> [Source data]
────────────────────────────────────────

PR #251, opened 2020-10-03
Encapsulated error

HeroicKatora:
Reworks the error type such that

* we can add new variants easily
* the top-level variants represent different blame of failure, similar to the `image` error.
* the creation of an error no longer allocates

Addresses part of: #213

### DIFF
--- a/src/common.rs
+++ b/src/common.rs
@@ -531,12 +531,12 @@ pub struct ParameterError {
 
 #[derive(Debug)]
 pub(crate) enum ParameterErrorKind {
-    /// A provided buffer must be large enough to hold the image data. Where the buffer can be
-    /// allocated by the caller, it must ensure that it has a minimum size as hinted previously.
+    /// A provided buffer must be have the exact size to hold the image data. Where the buffer can
+    /// be allocated by the caller, they must ensure that it has a minimum size as hinted previously.
     /// Even though the size is calculated from image data, this does counts as a parameter error
     /// because they must react to a value produced by this library, which can have been subjected
     /// to limits.
-    ImageBufferSize(usize, usize),
+    ImageBufferSize { expected: usize, actual: usize },
     /// A bit like return `None` from an iterator.
     /// We use it to differentiate between failing to seek to the next image in a sequence and the
     /// absence of a next image. This is an error of the caller because they should have checked
@@ -556,8 +556,8 @@ impl fmt::Display for ParameterError {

────────────────────────────────────────

> [What you should do] All of the material must be reproduced exactly.

> [Answer box]
PR #251, opened 2020-10-03
Encapsulated error

HeroicKatora:
Reworks the error type such that

* we can add new variants easily
* the top-level variants represent different blame of failure, similar to the `image` error.
* the creation of an error no longer allocates

Addresses part of: #213

### DIFF
--- a/src/common.rs
+++ b/src/common.rs
@@ -531,12 +531,12 @@ pub struct ParameterError {
 
 #[derive(Debug)]
 pub(crate) enum ParameterErrorKind {
-    /// A provided buffer must be large enough to hold the image data. Where the buffer can be
-    /// allocated by the caller, it must ensure that it has a minimum size as hinted previously.
+    /// A provided buffer must be have the exact size to hold the image data. Where the buffer can
+    /// be allocated by the caller, they must ensure that it has a minimum size as hinted previously.
     /// Even though the size is calculated from image data, this does counts as a parameter error
     /// because they must react to a value produced by this library, which can have been subjected
     /// to limits.
-    ImageBufferSize(usize, usize),
+    ImageBufferSize { expected: usize, actual: usize },
     /// A bit like return `None` from an iterator.
     /// We use it to differentiate between failing to seek to the next image in a sequence and the
     /// absence of a next image. This is an error of the caller because they should have checked
@@ -556,8 +556,8 @@ impl fmt::Display for ParameterError {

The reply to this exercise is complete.